Miss Marples "I haven't got a fucking clue."
Noah "Scattered showers, my fucking arse."
Donald Trump "You're fucking fired!"
Judge Judy "Shut the fuck up!"
Paris Hilton "Fuck me."
Ronald Regan to the Pope "Yes it does fucking hurt."
Harold, Battle of Hastings 1066 "Watch him he'll have some fucker's eye out"
John F Kennedy "Who needs that fucking bubble top?"
Bill Clinton "I should have fucked her."
Hurricane Katrina "Mardi Fuckin Gras this motherfuckers."
Leonardo da Vinci "Call that a fucking smile?"
Sir Walter Raleigh "That's another good cloack fucked!"
William Tell "Keep Fucking Still."

Some readers have pointed out that there are also some real famous fuck quotes from historical figures, such as General George Patton who among other things is noted to have said:

"I don't give a fuck for a man who's not always on his toes."
"The bilious bastards who write that kind of stuff for the Saturday Evening Post don't know any more about real fighting under fire than they know about fucking!"
"We're going to murder those lousy Hun cock suckers by the bushel-fucking-basket."
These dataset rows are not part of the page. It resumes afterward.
PR #6560, opened 2018-08-18
Fix: check presence of named argument via external name

### LINKED ISSUE #6559: Obscure error when using named argument with reserved name
This used to work before Crystal 0.26

```crystal
class C
  def initialize(@abstract : Bool = false, *args, **kwargs)
  end
end

func = C.new(abstract: true)
```

But now it gives an error

```
Error in line 6: read before assignment to local variable '__temp_270'
```

https://carc.in/#/r/4ro0

Maybe it shouldn't have worked but this kind of error message will not suffice.

asterite:
Fixes #6559

It seems the bug was always there but it became apparent when we changed the way `def foo(@abstract)` and similar constructs with keywords changed their implementation.


j8r:
@RX14 won't be happy @ysbaddaden, labels are missing :)

PR #6570, opened 2018-08-20
Iterator could chain indetermined number of iterators now

### LINKED ISSUE #6532: Chain all iterator in array that isn't determinate in compilation-time
I have an array of iterators depends on user's input, so cannot be determinate in compilation-time, and now  I want to chain all of them together.

``` crystal
arrs = [] of Array(Int32)
gets.not_nil!.to_i.times {|a| arrs << [a] }

def chain_all1(arrs)
    arrs.each.map(&.each).reduce{|a,b| a.chain b}
end
def chain_all2(arrs)
    iter = arrs.each
    ret = iter.next
    return if ret.is_a? Iterator::Stop
    ret = ret.each
    until (a = iter.next).is_a? Iterator::Stop
        ret = ret.chain a.each
    end
    ret
end
chain_all1(arrs).each {|a| p a }
chain_all2(arrs).each {|a| p a }
```

The first one `chain_all1` triggers a compilation error : 
```
type must be Indexable::ItemIterator(Array(Int32), Int32), not (Indexable::ItemIterator(Array(Int32), Int32) | Iterator::Chain(Indexable::ItemIterator(Array(Int32), Int32), Indexable::ItemIterator(Array(Int32), Int32), Int32, Int32))
```

And for the second one `chain_all2`, compiler traps into a long time silence and ends in `generic type too nested`.

It's yet another recursive type problem, because Iterator tries to expand all code and it's impossible.

But 'chains all' is in fact practicable, by a struct stores all the iterators and implements `next` and `rewind` via a loop.

The code to implement a struct could be long, so I think it's should be implemented in std-lib, and a method `chain(iterators : Enumerable(Iterator))` may be provided.

xqyww123:
Fixes #6532


straight-shoota:
Did you consider merging `ChainsAll` with the existing `Chain` type? It could probably just be replaced with the new implementation which could be used by both `.chain` and `#chain`.

RX14:
https://carc.in/#/r/4s6t

xqyww123:
Yeah, I considered it. Although they both implement the same function, the performance is different. Type `Chain` is linear expanded, each `next` call to the sub-iterator is static bound, and many optimizing may be produced by compiler automatically. But `ChainAll` expands a loop, `next` call is virtual bound, no too much optimizing could be made. So theoretically, `Chain` would be faster than `ChainAll`.

However, I resolved the original `Chain`'s code. It's not an efficient implementation. If one tries to concat `N` iterators, `N` if-branch and `N` bool variables will be used. It's not something good.

After some thinking, I figure out the better implementation may use `Tuple` and macro, to generate   `switch-case` like branch using an index variable, then only one variable and one branch required for `N` concat.

But it will be more complex also... Why not make it simple and stupid? I'm going to merge `Chain` with `ChainAll` since current original implementation is as slow as a loop.

RX14:
Yes, i'm fine with this implementation, I'm still very concerned that this problem isn't unique to `Chain` though.

xqyww123:
Finally, I remain `#chain` in the same, for the purpose of performance, but added some comments to instruct this feature.
Maybe I had tried my best to improve linguistics, but I'm sorry I'm not good at foreign languages. If it's still not good enough, helps is really really appreciated, thanks.

src/iterator.cr
```diff
@@ -160,6 +160,11 @@ module Iterator(T)
 
   # Returns an iterator that returns elements from the original iterator until
   # it is exhausted and then returns the elements of the second iterator.
+  # Compared to `.chain`, it has better performance when the quantity of
```
RX14: > Compared to `#chain(Iterator(Iter))`

src/iterator.cr
```diff
@@ -160,6 +160,11 @@ module Iterator(T)
...
+  # iterators to chain is small (usually less than 4).
+  # One could also face a problem trying to chain several iterators in loop(like `Enumerable#reduce`),
```
RX14: > This method also cannot chain iterators in a loop, for that see `#chain(Iterator(Iter))`.

src/iterator.cr
```diff
@@ -200,6 +205,58 @@ module Iterator(T)
     end
   end
 
+  # The same as `#chain`, but have better performance when the quantity of
```
RX14: >but has better performance

src/iterator.cr
```diff
@@ -200,6 +205,58 @@ module Iterator(T)
...
+  # iterators to chain is large(usually greater than 4) or undetermined.
```
RX14: >large (usually

src/iterator.cr
```diff
@@ -200,6 +205,58 @@ module Iterator(T)
...
+  # It uses lesser type specification for more freedom to avoid the failure (at a cost of performance),
+  # and a loop rather than recursive calling to achieve better performance for numbers of iterators
+  # (but when the quantity is small, it's not really efficiency).
```
RX14: We don't tend to discuss implementation details in docs, only user-visible effects, like performance and ability to chain in a loop.

spec/std/iterator_spec.cr
```diff
@@ -59,6 +59,30 @@ describe Iterator do
       iter.rewind
       iter.to_a.should eq([1, 2, 'a', 'b'])
     end
+    describe "chain indeterminate number of iterators" do
```
asterite: Missing extra line above this line.

spec/std/iterator_spec.cr
```diff
@@ -59,6 +59,30 @@ describe Iterator do
...
+      it "chains all together" do
+        iters = [[0], [1], [2, 3], [4, 5, 6]].each.map &.each
+        iter = Iterator(Int32).chain iters
+        7.times { |i| iter.next.should eq i }
+      end
+      it "chains empty" do
```
asterite: Missing extra line above this line.

spec/std/iterator_spec.cr
```diff
@@ -59,6 +59,30 @@ describe Iterator do
...
+        arrs = [] of Array(Int32)
+        iter = Iterator(Int32).chain arrs.map(&.each)
+        iter.next.should be_a Iterator::Stop
+      end
+      it "chains array of empty" do
```
asterite: Missing extra line above this line.

spec/std/iterator_spec.cr
```diff
@@ -59,6 +59,30 @@ describe Iterator do
...
+        iters = [[0], [1], ([] of Int32), [2, 3], ([] of Int32), [4, 5, 6]].each.map &.each
+        iter = Iterator(Int32).chain iters
+        7.times { |i| iter.next.should eq i }
+      end
+      it "rewinds" do
```
asterite: Missing extra line above this line.

asterite:
Does this work when chaining iterators of different types? For example chaining all of `Iterator(Int32)`, `Iterator(String)` and `Iterator(Bool)`?

xqyww123:
Yes, it could and I pushed new commit with the spec.

asterite:
Please change the implementation of `self.chain` to:

```crystal
  def self.chain(iters : Iterator(Iter)) forall Iter
    ChainsAll(Iter, typeof(iters.first.first)).new iters
  end
```

That way you can do:

```crystal
Iterator.chain(iterators)
```

instead of:

```crystal
Iterator(YouHaveToWriteTheTypeHereWhenTheCompilerCanFigureThisOut).chain(iterators)
```

And please add that newline I requested :-)

Thank you!

xqyww123:
Yeah, I realized the problem but didn't find the solution. This way is brilliant and I updated the code.

PR #6574, opened 2018-08-20
Reorganize Time specs

straight-shoota:
With over 1000 LOC that have evolved a lot over time, `time_spec` has grown to be hard to manage and quite confusing in some parts.

This PR restructures some parts of it to make it easier to maintain and follow the purpose of each test. There have been no changes to the contents of the specs.

* Related specs are grouped together and consistently named after the methods they describe.
* All specs for parsing and formatting (well over 400 LOC and still incomplete) are extracted to `time/format_spec.cr`.
* Unnecessary helper methods are removed.
* Refactored expectations to use plain constructors instead of parsing a string representation.
* Refactored expectations to compare to an entire instance instead of comparing individual fields.

There are a lot of changes only affecting white space, so the diff is best viewed with adding `?w=1` (`-2` CLI flag).


straight-shoota:
Could this get a second review and merge? It's mostly cosmetical and I'm working on a PR that's based upon this.

PR #6214, opened 2018-06-18
Remove :nodoc: from Time::Format

straight-shoota:
Fixes #6206

PR #5123, opened 2017-10-15
Add custom time format implementations

straight-shoota:
The format patterns from Time::Format allow to define simple date formats but they are quite limited in flexibility. Many standardized formats include slight variations which must be taken into account for parsing such formats in a standards-compliant way.

This PR adds custom format implementations for some well-used time formats.
For a few it adds adds short-cut methods to `Time` class (like `Time.parse_iso8601`).

* `Time::Format::ISO_8601_DATETIME`: Parser for standard time format with many variations. It should support most of the standard format including week dates, ordinal dates and optional separators. Uses RFC 3339 as formatter.
* `Time::Format::RFC_3339`: More strict variation of ISO 8601, recommended for exchanging time data in computer systems.
* `Time::Format::RFC_2822`: Format compatible to RFC 822 and RFC 1123 used for example in HTTP protocols.
* `Time::Format::HTTP_DATE`: Proper implementation of `HTTP.parse_date` supporting time formats expressed as RFC 1123/RFC 2822, RFC 850 or asctime which are used by many HTTP protocols. Uses RFC_2822 as formatter.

Australia's Kerry Packer (for a time Australia's richest man; died late 2005) was also very fond of the word "fuck". Perhaps his best remembered quote followed the first time he died in 1990, after suffering a heart attack and being clinically dead for some eight minutes before being revived. When asked if he saw a light at the end of a tunnel he said: "Son, there's fucking nothing there."

Conclusion
The mind boggles at the many creative uses of the word. If by any chance you think I've missed any, please fucking let me know.
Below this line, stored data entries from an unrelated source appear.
PR #6581, opened 2018-08-21
Refactor Time methods 

straight-shoota:
This PR refactors `Time.year_month_day_year` and `Time.absolute_days` to simplify the code and make it easier to understand.

The changes are mostly just formal, but there are a few semantic changes such as storing the value of an expression in a local variable for re-use.

### DIFF
--- a/src/time.cr
+++ b/src/time.cr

How can anyone be offended when you say "FUCK"?

Use it frequently in your daily speech, you will be proud and it will add to your fucking prestige and stature.

Why not say "FUCK YOU !" to someone today.

Shaolin-Style
04-01-2006, 10:46 PM
How can you forget smurf?

That's just smurf. Smurf that smurfin smurflicious smurf. Smurf!

Guru of Nothing
04-01-2006, 11:23 PM
How's that O Brother line go - Is you is, or is you isn't with me?

My bad, I forgot that the key word was "it" and not "is."

Of course, it all depends on how you spell "it."

CharlieMac
04-02-2006, 12:33 AM
Much like every other word in modern english, "it" has deep indo-european roots tracing back to Old English. It's root is ko- which is the stem of a demonstrative pronoun meaning "this".

It's old english form is "hit". I don't know why the fuck the H was dropped, but I'm going to assume that voice assimilation took place. The word hit has some germanic roots to it so maybe Grimms law came into effect and morphed the word into "it".

Who says this english degree will never come in handy? I could be wrong either way.

CharlieMac
04-02-2006, 12:40 AM
FUUUUUUUUUUUUCKKKKKKK. I'm sooooo bored. I might actually hit up that troll forum.

ShoogarBear
04-02-2006, 01:22 AM
It's old english form is "hit". I don't know why the fuck the H was dropped, but I'm going to assume that voice assimilation took place.
Good thing.

tlong would look pretty silly saying "I'd hit hit" all the time.